Bandwidth vs. Throughput When determining the sizing of bandwidth, it is important to consider the throughput requirements for successful replication. While any network has theoretical maximum of bandwidth it can provide, we must consider actual throughput vs. theoretical limits. For example, a 2Gb Fiber Channel link has a theoretical max of 2000 Gigabits per second but to approach the full 2000 gigabits, you would need to have 100% utilization of the link. The nature of I/O is to have a mix of reads and writes. Since read I/O is not propagated over the link, the link is not utilized during the time of the read I/O. This results in less than 100% utilization. Of course, protocol overhead, latency, etc. factor into this, but the important point here is that bandwidth calculations should be made based on required throughput, not potential bandwidth maximums.

Copyright 2007 EMC Corporation. All rights reserved. Page 27 of 39

Acquisition of Bandwidth Provisioning of networks can take several months. I recommend choosing your network early. I also recommend negotiating for burstable bandwidth so that unforeseen anomalous activity can be accommodated.

Latency and Bandwidth The two most basic measurements of any communication technology’s ability to move data are:

• Latency — The amount of time required to move a single piece of data from one end of the link to the other.

• Bandwidth — The amount of data that can be moved across the link in a given period of time.

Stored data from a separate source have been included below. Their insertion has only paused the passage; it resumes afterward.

PR #188, opened 2021-04-29
Improved `no-assertion-capturing-group`

RunDevelopment:
This brings over half of `clean-regex/no-constant-capturing-group`.

Also, I think we should rename the rule. Even before this update, it also rightfully reported `/()a/` even though `()` obviously doesn't contain assertions. Maybe `no-empty-capturing-group` (because the captured text is always the empty string)?


ota-meshi:
> Even before this update, it also rightfully reported /()a/ even though () obviously doesn't contain assertions.

I didn't intend it in this rule 😅. But I think it's good to rename the rule as you say.

ota-meshi (approved):
LGTM! Thank you!

PR #190, opened 2021-04-30
Added `launch.json`

RunDevelopment:
We already have a `settings.json`, so I added a `launch.json` to make debugging in VSCode easier.


ota-meshi (approved):
Thank you!

PR #197, opened 2021-05-05
Add `no-useless-quantifier` rule

RunDevelopment:
This brings over the `clean-regex/no-unnecessary-quantifier` rule.

---

There is some overlap with `regexp/no-useless-exactly-quantifier`. @ota-meshi, [you said that we might want to deprecate this rule](https://github.com/ota-meshi/eslint-plugin-regexp/issues/91#issuecomment-821790265) and I agree.

However, if we do deprecate `regexp/no-useless-exactly-quantifier`, then we have to handle the zero-quantifier case (e.g. `a{0}`) somewhere else. I think it might be a good idea to add a rule specifically for zero-quantifiers, similar to `clean-regex/no-zero-quantifier`.


ota-meshi (approved):

ota-meshi:
Thank you for this PR!
I would like to add the `no-zero-quantifier` rule and deprecate the `regexp/no-useless-exactly-quantifier` rule:+1:

Issue #181, opened 2021-04-25
Detect partial patterns


RunDevelopment:
Discussion [here](https://github.com/ota-meshi/eslint-plugin-regexp/pull/179#issuecomment-826308528).

RunDevelopment:
I'll review the PR shortly.

> Do you think the `allowTop` option of the `no-useless-non-capturing-group` rule should be changed to ignore only partial patterns? 

I think `allowTop` should have 3 states:

1. `true | "always"`: Always allow top-level groups (partial or not)
2. `false | "never"`: Never allow top-level groups (partial or not)
3. `"partial"` (_default_): Only allow top-level groups in partial patterns.

> Do you think we should check partial patterns for other rules as well?

Yes. `no-lazy-ends` also has a problem with partial patterns. But I think those 3 rules are the only ones that have to account for partial patterns.

ota-meshi:
I opened two PRs. #215, #216

If we can merge both, I think we can close this issue.

RunDevelopment:
Thank you @ota-meshi!

RunDevelopment:
Thanks to your awesome work @ota-meshi, we can now close this issue.

PR #204, opened 2021-05-11
Add options related to reporting partial patterns to `regexp/no-dupe-disjunctions` rule

ota-meshi:
This PR changes the `regexp/no-dupe-disjunctions` rule so that it does not report `foo` regex in the next case.

```js
  const foo = /(?:ac?|\wb?)a/ // overlap but not exp. backtracking
  const bar = RegExp("^(?:"+foo.source+")+$") // exp backtracking
```

Also, each rule in the plugin now verifies the `bar` regex. Because it now tracks RegExp#source.

---

related #181.


ota-meshi:
Thank you for your review! I changed it. Could you check it again?

lib/utils/is-partial-pattern.ts
```diff
@@ -0,0 +1,224 @@
...
+} from "estree"
+import { findVariable, getParent, getStringIfConstant } from "./ast-utils"
+
+/**
+ * Check whether the given expression node is using it only as a partial pattern (uses only `.source`).
+ */
+export function isPartialPattern(
+    node: Expression,
+    context: Rule.RuleContext,
+): boolean {
```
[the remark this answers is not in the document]
ota-meshi: `unknown` is added because there are cases where the usage of the pattern is unknown or it is not used at all.

lib/rules/no-dupe-disjunctions.ts
```diff
@@ -789,17 +791,22 @@ export default createRule("no-dupe-disjunctions", {
...
-                            data: {
-                                exp,
-                                cap,
-                                others,
-                                expr: faToSource(result.overlap, flags),
-                            },
-                        })
+                        if (
+                            isStared(result.alternative) ||
+                            getUsageOfPattern() !== UsageOfPattern.partial
```
RunDevelopment, line 796: This is the wrong place to check for partial patterns. The `reportResult` has the sole purpose of reporting.

Also, this is wrong. We detect partial patterns to report overlaps that might cause exp backtracking. Example:

```ts
const foo = /[ab]|[bc]/.source;
const bar = RegExp(`(${foo})+$`);
```

However, I'm not sure what the _correct_ behavior would be. The only thing I know for certain is:

- `report: "all"` should not be affected by partial patterns. `report: "all"` should just report everything it finds.

But there are still unanswered questions:

- Partial patterns and `PrefixSubset` results. E.g. ``var a = /a|aa/.source; var b = RegExp(`\\b${a}\\b`);``. In partial patterns, `PrefixSubset` results _might_ be false positives. We can't know for certain. Should we report them?

- _Potential_ cases of exp backtracking. We don't know whether overlap in partial patterns causes exponential backtracking. It can (see example above) but it also might not. We can't be certain.

  One solution might be to add another option like `reportPotentialExponentialBacktracking`. If set to `true`, all potential cases of exponential backtracking in partial patterns will be reported.

  Another solution is to remove the `alwaysReportExpoentialBacktracking: boolean` option (let's call this option `AREB` from now on...) and replace it with a new option `reportExpoentialBacktracking: "none" | "certain" | "potential"`. `none` is the current behavior of `AREB: false`, `certain` is the current behavior of `AREB: true`, and `potential` is the `AREB: true` + the potential cases of partial patterns.

Thoughts @ota-meshi?

RunDevelopment (changes requested):
I like the new `getUsageOfPattern` method. Nice work!

However, we have to talk about how the `no-dupe-disjunctions` rule uses the new pattern usage information.

lib/rules/no-dupe-disjunctions.ts
ota-meshi: I like the idea of `reportExpoentialBacktracking`. I will implement the `reportExpoentialBacktracking` option.

> Partial patterns and PrefixSubset results. E.g. `var a = /a|aa/.source; var b = RegExp(`\\b${a}\\b`);`. In partial patterns, PrefixSubset results might be false positives. We can't know for certain. Should we report them?

I didn't notice it. We probably need a similar option, `reportPrefixSubset: "certain" | "potential"`.

I will fix a bug that doesn't check template literals.

ota-meshi:
> report: "all" should not be affected by partial patterns. report: "all" should just report everything it finds.

I missed it. I will fix it again.

ota-meshi:
I changed this PR. Would you please check it again?

docs/rules/no-dupe-disjunctions.md
```diff
@@ -87,11 +88,78 @@ This option control what types of duplications will be reported. The possible va
...
   If your codebase contained many such partial regexes, then reporting all cases might yield cases that could not be identified as causing exponential backtracking.
 
-### `alwaysReportExponentialBacktracking: boolean`
+### `reportExponentialBacktracking`
 
-If set to `true`, then this rule will always report partial duplications that can cause exponential backtracking. This option is set to `true` by default.
+Partial duplications (overlaps) are only reported by `report: "all"` even though they sometimes cause exponential backtracking. This option will force the other `report` modes to also report partial duplications if the partial duplications are likely to cause exponential backtracking.
 
-Only set this option to `false` if you have some other mean to reliably detect exponential backtracking.
+- `reportExponentialBacktracking: "potential"` (_default_)
```
RunDevelopment, line 95: Regarding the defaults for `reportExponentialBacktracking` and `reportUnreachable`:

Right now both are set to `"potential"` which will produce some false positives. I worry that users might get annoyed by the over-reporting and turn off the rule.

I think we should change the default for `reportUnreachable` to `"certain"`. It's not catastrophically bad to have some false negatives here.

As for `reportExponentialBacktracking`, I think `potential` is okay. Missing cases can be catastrophic, so I think it's okay to have some false positives.

ota-meshi: I agree that `reportUnreachable: "certain"` should be the default. I will change it.

RunDevelopment (approved):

When analyzing the relative merits of any communications protocol, it is vital to understand how these terms are applied and to view the data in context. It is of little value to have a high-bandwidth, low-latency link between the two outside points of a local and remote site if the links within each site cannot take advantage of it. Say, for instance, the connection between the storage system and a communications link interface (e.g., a bridge or router) adds 10 milliseconds of latency to each end of the complete communications path. In that case, another 20 milliseconds must be added to the latency between the external connections. To completely understand the solution’s ability to meet the stated requirements, it is crucial to do an end-to-end analysis of all the communications factors. The I/O traffic patterns that will be associated with the remote replication should be used as a basis for evaluating communications technology. While a given link may be able to handle the average amount of traffic, it might have problems providing the bandwidth necessary to absorb the bursts of I/Os that generally characterize open systems I/O environments. In addition, future growth requirements for potential I/O traffic must be considered, as any solution that only handles current requirements will presumably be inappropriate in the future environment. If the communications link is shared with other applications, the amount of bandwidth available for remote replication must also be considered. Adding a high-bandwidth remote replication solution to an existing link can dramatically reduce the bandwidth available to the other users of that link, impacting their performance. Conversely, if a high-bandwidth application is added later to a communications link being used for remote replication, the result may be that the solution no longer meets the business requirements.

Copyright 2007 EMC Corporation. All rights reserved. Page 28 of 39

Distance The distance between any two sites tends to directly impact the value of any communications technology. Both the latency and associated cost of any communications technology generally increase as the distance increases. Most remote replication solutions vendors provide some form of maximum supported distance limit with their solutions, and you should understand the context of these limitations. Many newer storage technologies, such as Fibre Channel over IP (FCIP) and iSCSI, promise to reduce the impact of distance considerations by allowing the use of general-purpose networks for remote replication. However, these solutions tend to invoke a severe penalty in other areas, such as performance and security.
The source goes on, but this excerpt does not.